European Parliament improves crime reporting for migrant victims – but fails to fully protect them from immigration enforcement
MEPs in the European Parliament’s LIBE and FEMM committees voted today on their joint report revising the EU’s rules on victims’ rights (the EU Victims’ Rights Directive).
The committees’ vote improves the European Commission’s original proposal in several ways. The European Parliament LIBE and FEMM committees voted to:
- Allow third parties to report abuse to police (instead of undocumented people having to report a crime themselves). This helps address the need for victims to report crimes without direct involvement with law enforcement.
- Ensure people held in (de facto) immigration detention can report abuse from any place of detention or restricted liberty. This expands the more restrictive scope of what the European Commission’s proposal intended with “detention facilities” and brings it in line with the expected rise in (de facto) immigration detention due to the EU Migration Pact.
- Establish mechanisms for reporting potential crimes committed by public officials while on duty. The Commission’s proposal however did not address abuse perpetrated by public authorities such as police, border guards, and staff in immigration detention centres.
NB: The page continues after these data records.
PR #94, opened 2018-12-15
Update AUTHORS.rst

jcvall:
This PR resolves #(put issue number here).

# PR Checklist

Please ensure that you have done the following:

1. [x] PR in from a fork off your branch. Do not PR from <your_username>:master, but rather from <your_username>:<branch_name>.
2. [x] If you're not on the contributors list, add yourself to `AUTHORS.rst`.

## Quick Check

To do a very quick check that everything is correct, follow these steps below:

- [ ] Run the command `make check` from pyjanitor's top-level directory. This will automatically run:
    - black formatting
    - pycodestyle checkin
    - running the test suite
    - docs build

## Code Changes

If you are adding code changes, please ensure the following:

- [ ] Ensure that you have added tests.
- [ ] Run all tests (`$ pytest .`) locally on your machine.
    - [ ] Check to ensure that test coverage covers the lines of code that you have added.
    - [ ] Ensure that all tests pass.

## Documentation Changes

If you are adding documentation changes, please ensure the following:

- [ ] Build the docs locally.
- [ ] View the docs to check that it renders correctly.

# PR Description

Please describe the changes proposed in the pull request:

- 
- 
- 

# Relevant Reviewers

Please tag maintainers to review.

- @ericmjl

PR #1686, opened 2026-08-26
perf: update reverse ends aggregation boundary

samukweku:
Closes the pyjanitor side of janitor-rs issue #94.

Updates reverse ends+matches aggregation dispatch for the length-free Rust API and includes a narrow fallback for older installed janitor_rs releases that still require length. The ordinary reverse ends path keeps its existing length argument.

Tests: pixi run pytest tests/functions/test_conditional_join.py -k agg_rev -q (20 passed).

Benchmark: the corresponding Rust PRs compare old maps vs compact slots across tiny, large, very large, and super large duplicate/unique workloads; results are documented on janitor-rs issue #94.


samukweku:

- Ensure access to legal aid free of charge for particularly vulnerable victims, including trafficked persons and victims of violence against women.
- Consider residence status in the individual needs assessment, both in the personal characteristics and the dependence to the offender. This will ensure that the specific needs of undocumented victims linked to their residence status are taken into account.
- Ensure victims can not only obtain a decision on compensation, as the Commission proposed, but also to claim compensation. This will strengthen their right to remedies.
At the same time, to our regret, the MEPs failed to introduce comprehensive protections from immigration enforcement.